I think Sam Harris is right. If we self-apply the name 'atheist', we imply that this makes us different from believers, and this hands them a Straw Man with which they can divert the discussion. I think the argument is much more effective if we force believers to concede they're JUST LIKE US when it comes to every faith but theirs. This neutralizes their atheist attack, and they're forced to speak specifically about their particular favoured fantasy. And this will inevitably see them wading deep into the embarrassingly wishy-washy and achingly self-aware obscurantism of McGrath and his ilk.

5. Most religious people are moderate, and don't hurt anybody

Comment #82396 by m76 on October 26, 2007 at 8:20 am

Moderates are both more arrogant and less rational than extremists. Both kinds of believer make the irrational and arrogant claim that there is a God and 'He has a plan for me personally'. But the extremist stops there, whereas the moderate goes on to pick and choose what parts of the Bible/Koran/Torah are to be taken seriously and which can be dismissed as 'out-of-date' or 'symbolic'. If one truly believes in an all-knowing, all-powerful God, then such presumptious cherry-picking from scripture is deeply arrogant in the face of God, and therefore deeply irrational (due to the potential of eternal damnation or just a lightning bolt up the arse). If one really believes in God, the only truly rational and humble thing to do is to fear Him and do exactly what he says. In this way, the extremists are more consistent and more honest than the moderates. (Although still utterly doolally.)

6. You can't be moral without God!

Comment #81847 by m76 on October 25, 2007 at 9:25 am

The implication is that us non-believers who spend our days being moral are 'with' God whether we believe in him or not. (Sorry, 'Him'.) In which case, even if there IS a God, he doesn't require that anyone believe in him to have a benign influence. In short, the argument makes a significant concession: faith is unecessary.

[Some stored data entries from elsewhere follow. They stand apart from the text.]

PR #8389, opened 2022-12-15
Replace Workspaces nuget packages with compiler only packages

### LINKED ISSUE #8387: Analyzer projects shouldn't have a dependency on Workspaces
They shouldn't need it, and it's problematic if types from Workspaces are used in these projects.

elachlan:
Fixes #8387 - Replace Workspaces nuget packages with compiler only packages

###### Microsoft Reviewers: [Open in CodeFlow](https://portal.fabricbot.ms/api/codeflow?pullrequest=https://github.com/dotnet/winforms/pull/8389)


elachlan:
CC: @Youssef1313

elachlan:
We should probably move to the compilers nuget package. But I figure the team might want the flexibility to update each on individually.

Youssef1313 (approved):
LGTM

dreddy-work (approved):

dreddy-work:
> We should probably move to the compilers nuget package. But I figure the team might want the flexibility to update each one individually.

I am not sure how consistent they are with versioning. For now, we can keep it this way.

elachlan:
@dreddy-work sounds good. The tests failures here are flaky.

7. Atheism is a religion and you're as bad as the fundamentalists

Comment #81800 by m76 on October 25, 2007 at 7:49 am

Personally, I have no problem being proclaimed a 'fundamentalist'. No-one could reasonably argue that to be a RELIGIOUS fundamentalist would render me anything other than a dangerous, crazy person. Whereas, to adhere to the 'fundamentals' of the Enlightenment necessarily makes me utterly benign, because these are the fundamentals of debate, reason, dialogue, discussion, evidence and so on. My point is this: religious fundamentalism wouldn't be a problem if religion wasn't fundamentally crazy in the first place.